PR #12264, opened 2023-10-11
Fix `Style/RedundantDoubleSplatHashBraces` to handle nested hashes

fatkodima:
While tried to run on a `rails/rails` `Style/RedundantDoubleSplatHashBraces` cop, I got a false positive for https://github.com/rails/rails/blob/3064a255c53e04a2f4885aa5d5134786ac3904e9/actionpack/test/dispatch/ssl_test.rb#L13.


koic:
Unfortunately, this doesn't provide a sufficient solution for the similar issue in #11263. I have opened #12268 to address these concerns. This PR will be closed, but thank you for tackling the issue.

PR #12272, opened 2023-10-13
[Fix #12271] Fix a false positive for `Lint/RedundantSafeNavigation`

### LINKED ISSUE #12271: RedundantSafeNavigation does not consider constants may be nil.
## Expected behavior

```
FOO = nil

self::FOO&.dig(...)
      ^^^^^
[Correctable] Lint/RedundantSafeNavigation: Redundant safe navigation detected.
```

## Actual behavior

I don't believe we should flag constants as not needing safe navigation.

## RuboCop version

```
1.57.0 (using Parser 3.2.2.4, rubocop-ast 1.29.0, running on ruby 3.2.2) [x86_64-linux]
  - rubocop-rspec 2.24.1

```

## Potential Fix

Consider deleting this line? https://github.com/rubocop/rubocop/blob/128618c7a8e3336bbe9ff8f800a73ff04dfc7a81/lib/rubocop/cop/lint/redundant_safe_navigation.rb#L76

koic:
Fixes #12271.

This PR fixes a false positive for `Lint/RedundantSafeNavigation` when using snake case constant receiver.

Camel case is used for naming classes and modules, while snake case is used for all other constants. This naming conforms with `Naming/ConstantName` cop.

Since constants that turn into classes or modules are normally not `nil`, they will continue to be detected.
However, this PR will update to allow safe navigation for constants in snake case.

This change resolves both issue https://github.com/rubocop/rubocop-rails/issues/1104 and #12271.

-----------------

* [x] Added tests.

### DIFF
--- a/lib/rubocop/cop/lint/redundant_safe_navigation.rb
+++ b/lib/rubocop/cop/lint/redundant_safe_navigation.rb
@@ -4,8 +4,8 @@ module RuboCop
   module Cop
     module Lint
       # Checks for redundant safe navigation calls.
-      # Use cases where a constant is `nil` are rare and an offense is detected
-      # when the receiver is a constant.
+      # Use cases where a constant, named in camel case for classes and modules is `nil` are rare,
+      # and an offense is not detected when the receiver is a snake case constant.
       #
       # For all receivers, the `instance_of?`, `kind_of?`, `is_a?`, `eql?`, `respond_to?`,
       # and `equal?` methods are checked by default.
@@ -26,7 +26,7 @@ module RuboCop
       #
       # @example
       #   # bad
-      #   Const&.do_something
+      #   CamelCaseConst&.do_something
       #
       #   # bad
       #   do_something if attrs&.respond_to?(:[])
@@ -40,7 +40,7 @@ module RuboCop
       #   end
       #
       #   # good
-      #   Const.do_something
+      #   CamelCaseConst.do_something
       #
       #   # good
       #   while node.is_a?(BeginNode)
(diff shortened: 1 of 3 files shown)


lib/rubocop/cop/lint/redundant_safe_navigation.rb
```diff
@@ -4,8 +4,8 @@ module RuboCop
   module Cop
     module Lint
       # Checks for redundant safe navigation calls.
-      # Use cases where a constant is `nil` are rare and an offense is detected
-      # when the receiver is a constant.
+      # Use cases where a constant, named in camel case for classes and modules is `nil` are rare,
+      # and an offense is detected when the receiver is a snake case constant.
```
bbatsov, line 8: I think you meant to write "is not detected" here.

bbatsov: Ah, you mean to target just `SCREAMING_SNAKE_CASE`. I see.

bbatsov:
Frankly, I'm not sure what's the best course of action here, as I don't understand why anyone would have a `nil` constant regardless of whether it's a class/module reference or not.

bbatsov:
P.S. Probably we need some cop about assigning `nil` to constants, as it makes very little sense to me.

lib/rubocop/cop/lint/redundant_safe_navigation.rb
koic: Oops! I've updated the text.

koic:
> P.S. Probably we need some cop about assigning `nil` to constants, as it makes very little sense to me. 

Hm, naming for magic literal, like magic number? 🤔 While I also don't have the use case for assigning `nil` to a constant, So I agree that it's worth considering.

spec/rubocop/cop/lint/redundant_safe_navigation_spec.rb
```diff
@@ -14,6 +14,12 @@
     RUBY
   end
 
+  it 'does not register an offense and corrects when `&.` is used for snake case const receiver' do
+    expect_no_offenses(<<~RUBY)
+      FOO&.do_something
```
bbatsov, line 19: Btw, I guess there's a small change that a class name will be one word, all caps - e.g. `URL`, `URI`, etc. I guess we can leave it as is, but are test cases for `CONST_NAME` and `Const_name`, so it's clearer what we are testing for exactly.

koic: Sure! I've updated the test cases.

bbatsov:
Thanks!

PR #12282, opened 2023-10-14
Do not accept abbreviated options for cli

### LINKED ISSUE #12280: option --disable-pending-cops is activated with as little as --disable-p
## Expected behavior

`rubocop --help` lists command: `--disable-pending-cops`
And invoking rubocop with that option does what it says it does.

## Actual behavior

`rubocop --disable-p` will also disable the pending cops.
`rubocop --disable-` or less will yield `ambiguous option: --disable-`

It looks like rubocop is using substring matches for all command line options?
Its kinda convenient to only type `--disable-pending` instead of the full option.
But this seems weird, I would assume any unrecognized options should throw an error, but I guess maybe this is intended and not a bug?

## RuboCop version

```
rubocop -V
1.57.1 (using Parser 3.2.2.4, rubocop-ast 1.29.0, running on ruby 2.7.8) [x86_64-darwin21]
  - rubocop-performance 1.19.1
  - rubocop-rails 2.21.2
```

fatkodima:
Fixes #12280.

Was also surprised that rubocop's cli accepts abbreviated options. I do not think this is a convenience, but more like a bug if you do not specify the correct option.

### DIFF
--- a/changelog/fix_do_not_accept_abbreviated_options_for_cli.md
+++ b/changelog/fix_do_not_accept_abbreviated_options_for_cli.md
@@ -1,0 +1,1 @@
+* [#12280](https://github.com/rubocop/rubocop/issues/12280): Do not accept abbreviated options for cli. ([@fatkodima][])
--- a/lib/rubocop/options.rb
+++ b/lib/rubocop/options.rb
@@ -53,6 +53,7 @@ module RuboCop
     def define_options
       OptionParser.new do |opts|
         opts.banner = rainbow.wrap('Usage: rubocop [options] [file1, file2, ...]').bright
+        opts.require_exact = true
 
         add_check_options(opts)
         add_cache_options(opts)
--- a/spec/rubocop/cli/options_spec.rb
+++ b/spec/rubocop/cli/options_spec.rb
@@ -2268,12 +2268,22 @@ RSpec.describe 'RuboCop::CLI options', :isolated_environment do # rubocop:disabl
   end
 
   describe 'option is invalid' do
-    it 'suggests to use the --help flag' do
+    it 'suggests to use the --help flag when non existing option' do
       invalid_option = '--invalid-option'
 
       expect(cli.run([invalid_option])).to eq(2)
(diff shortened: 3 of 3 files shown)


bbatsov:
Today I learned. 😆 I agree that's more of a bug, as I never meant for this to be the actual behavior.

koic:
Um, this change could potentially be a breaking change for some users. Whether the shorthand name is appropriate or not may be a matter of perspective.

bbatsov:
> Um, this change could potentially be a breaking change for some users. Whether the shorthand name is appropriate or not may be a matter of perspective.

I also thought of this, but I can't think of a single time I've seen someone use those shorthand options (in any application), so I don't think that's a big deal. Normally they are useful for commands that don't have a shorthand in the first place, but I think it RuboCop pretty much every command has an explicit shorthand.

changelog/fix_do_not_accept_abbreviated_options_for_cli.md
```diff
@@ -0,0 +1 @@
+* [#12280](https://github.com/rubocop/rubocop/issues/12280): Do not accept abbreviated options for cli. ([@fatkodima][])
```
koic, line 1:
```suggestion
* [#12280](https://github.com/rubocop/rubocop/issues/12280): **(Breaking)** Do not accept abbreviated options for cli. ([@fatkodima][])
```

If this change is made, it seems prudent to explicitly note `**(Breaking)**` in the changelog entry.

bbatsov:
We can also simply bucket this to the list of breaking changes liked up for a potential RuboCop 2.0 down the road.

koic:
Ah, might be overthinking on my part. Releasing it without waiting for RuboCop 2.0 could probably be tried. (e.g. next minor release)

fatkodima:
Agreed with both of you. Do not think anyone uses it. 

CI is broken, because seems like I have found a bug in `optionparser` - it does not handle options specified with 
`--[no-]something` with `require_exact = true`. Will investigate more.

▶ _WHAT IS BEING ASKED_
In the records above, find the lines containing "Style" and copy them.

▶ _OUTPUT FOR THIS EXERCISE_
Fix `Style/RedundantDoubleSplatHashBraces` to handle nested hashes
While tried to run on a `rails/rails` `Style/RedundantDoubleSplatHashBraces` cop, I got a false positive for https://github.com/rails/rails/blob/3064a255c53e04a2f4885aa5d5134786ac3904e9/actionpack/test/dispatch/ssl_test.rb#L13.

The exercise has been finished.